* [Problem details] In the entries that follow, the line with "I don't quite" opens the range and the line with "As is, trying" closes it; repeat that range exactly, both lines included.

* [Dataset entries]

PR #145, opened 2023-02-14
pbio/drivebase: change to dynamic allocation

dlech:
This changes the allocation of `pbio_drivebase_t` "objects" to be dynamically allocated in MicroPython instead of being statically allocated in the PBIO library. (Technically, other consumers of the PBIO library could still statically allocate them in their application code).

This requires enabling the finalizer in MicroPython on all ports to ensure that the the drive base objects are removed from PBIO before the memory is freed by MicroPython.


laurensvalk:
One potential issue for library users could be the introduced Contiki dependency.

laurensvalk:
Thanks! The dynamic allocation part looks good, but I think we can do without the linked list in `pbio` because we already keep track of the servo/parent objects from which we can get the info needed to run the drive base update.

dlech:
> I think we can do without the linked list

What alternative do you propose for finding all drive base instances? Iterating all motors and testing if they are part of a drive base?

laurensvalk:
Something like that. I'll try working it out in a bit.

laurensvalk:
Archiving this since we won't be working on this in the near future.

PR #146, opened 2023-02-18
Improve EV3 loop time and motor performance

laurensvalk:
Before the change, it looked like this. Speed estimates are way off:

image

After this change, it looks like this. The motor makes a perfect speed trapazoid:

image

### DIFF
--- a/bricks/ev3dev/pbinit.c
+++ b/bricks/ev3dev/pbinit.c
@@ -39,7 +39,7 @@ static pthread_t task_caller_thread;
 static void *task_caller(void *arg) {
     struct timespec ts;
     ts.tv_sec = 0;
-    ts.tv_nsec = PBIO_CONFIG_CONTROL_LOOP_TIME_MS * 1000000;
+    ts.tv_nsec = 2000000;
 
     while (!stopping_thread) {
         MP_THREAD_GIL_ENTER();


laurensvalk:
Are there any downsides to doing this? Is 1ms polling too much?

laurensvalk:
I don't quite understand these first couple of samples:

image

Only the first sample is allowed to be way off, because the user may give their command any time within the 5ms window. But after that, I would expect it to hit the average sooner than later. This is not a one off, it happens every time.

laurensvalk:
Also need to test this with 4 motors running.

dlech:
> Only the first sample is allowed to be way off, because the user may give their command any time within the 5ms window. But after that, I would expect it to hit the average sooner than later. This is not a one off, it happens every time.

If the timer in `pbio_motor_process` gets behind, it will run every 1 ms until it is caught up. So it is probably getting behind when the `pybricks-micropython` runtime is starting (e.g. we probably don't release GIL during all of the blocking sysfs reads/writes) and it is still catching up when the motor command is called. I suspect if you add a `wait(100)` before the motor call, you will see the expected results.

dlech:
> I'm not sure why the CI is failing yet; I can't seem to reproduce it locally.

I suspect `sysfs_write_str` is failing and the error is bubbling up. We could add some debugging there. All of these syscalls should probably have a retry if they are interrupted.

laurensvalk:
Maybe that explains the long beep too. I was also seeing more delays throughout the program.

laurensvalk:
Merged so we can make further progress on motors.

We can open a new issue if timing becomes an issue elsewhere. (like the beep mentioned above)

PR #149, opened 2023-02-25
Allow loading binary .mpy files

pepijndevos:
As is, trying to load a native .mpy file will result in an error: `ValueError: incompatible .mpy arch` which can be traced down to a check that depends on this define.

Setting it to one seems to cause an error, which I tried to fix here: https://github.com/micropython/micropython/pull/10855


dlech:
After fixing the MicroPython bug, it looks like this feature requires 15KB of flash memory. So if we do decide to enabled this by default, we could only do so on the SPIKE hubs (they are the only ones that have 1MB of flash memory).

Have you been successful in building and running a native module after enabling this?

pepijndevos:
Yes I have successfully ran the factorial example from [here](https://docs.micropython.org/en/latest/develop/natmod.html) as well as statically compiled Julia code.

So I guess we'd need to overwrite the define in the SPIKE makefile instead. Is the user code also stored in this 1MB? It may not be that common to want to run native code on these things.

dlech:
> Is the user code also stored in this 1MB?

No, it is stored on the external flash.

> So I guess we'd need to overwrite the define in the SPIKE makefile instead.

We should add a new flag like `PYBRICKS_OPT_EXTRA_MOD` for this.

pepijndevos:
Well in that case there seem not much harm in having more features on the spike hub.

I also assume that EV3, using an SD card has space for this.

(though the instructions on the website mention only official lego firmware for the ev3?)

bricks/_common/mpconfigport.h
```diff
@@ -40,7 +40,7 @@
 #define MICROPY_ALLOC_PATH_MAX                  (256)
 #define MICROPY_ALLOC_PARSE_CHUNK_INIT          (16)
 #define MICROPY_EMIT_X64                        (0)
-#define MICROPY_EMIT_THUMB                      (0)
+#define MICROPY_EMIT_THUMB                      (PYBRICKS_OPT_EXTERNAL_MOD)
```
dlech, line 43: I think `EXTERNAL` has a different meaning already in MicroPython (e.g. see `MICROPY_ENABLE_EXTERNAL_IMPORT`). Perhaps a better name is `PYBRICKS_OPT_NATIVE_MOD`.

dlech: This should also depend on `__thumb2__` in case this config file is used on a different or older arch.
```suggestion
#define MICROPY_EMIT_THUMB                      (PYBRICKS_OPT_NATIVE_MOD && __thumb2__)
```

dlech (changes requested):
FYI, I added a few commits to pull in the required fix to upstream MicroPython and the pybricksdev changes.

bricks/_common/mpconfigport.h
pepijndevos: Would you not simply set it to false on any device with an older CPU?

dlech: For older Arm archs, sure, makes sense. But it still makes sense to do this for compatibility with non-Arm: 

```c
#define MICROPY_EMIT_X64                        (PYBRICKS_OPT_NATIVE_MOD && __x86_64__)
#define MICROPY_EMIT_THUMB                      (PYBRICKS_OPT_NATIVE_MOD && __thumb2__)
```

pepijndevos: Alright

dlech:
Thanks!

* [Response to this exercise]
I don't quite understand these first couple of samples:

image

Only the first sample is allowed to be way off, because the user may give their command any time within the 5ms window. But after that, I would expect it to hit the average sooner than later. This is not a one off, it happens every time.

laurensvalk:
Also need to test this with 4 motors running.

dlech:
> Only the first sample is allowed to be way off, because the user may give their command any time within the 5ms window. But after that, I would expect it to hit the average sooner than later. This is not a one off, it happens every time.

If the timer in `pbio_motor_process` gets behind, it will run every 1 ms until it is caught up. So it is probably getting behind when the `pybricks-micropython` runtime is starting (e.g. we probably don't release GIL during all of the blocking sysfs reads/writes) and it is still catching up when the motor command is called. I suspect if you add a `wait(100)` before the motor call, you will see the expected results.

dlech:
> I'm not sure why the CI is failing yet; I can't seem to reproduce it locally.

I suspect `sysfs_write_str` is failing and the error is bubbling up. We could add some debugging there. All of these syscalls should probably have a retry if they are interrupted.

laurensvalk:
Maybe that explains the long beep too. I was also seeing more delays throughout the program.

laurensvalk:
Merged so we can make further progress on motors.

We can open a new issue if timing becomes an issue elsewhere. (like the beep mentioned above)

PR #149, opened 2023-02-25
Allow loading binary .mpy files

pepijndevos:
As is, trying to load a native .mpy file will result in an error: `ValueError: incompatible .mpy arch` which can be traced down to a check that depends on this define.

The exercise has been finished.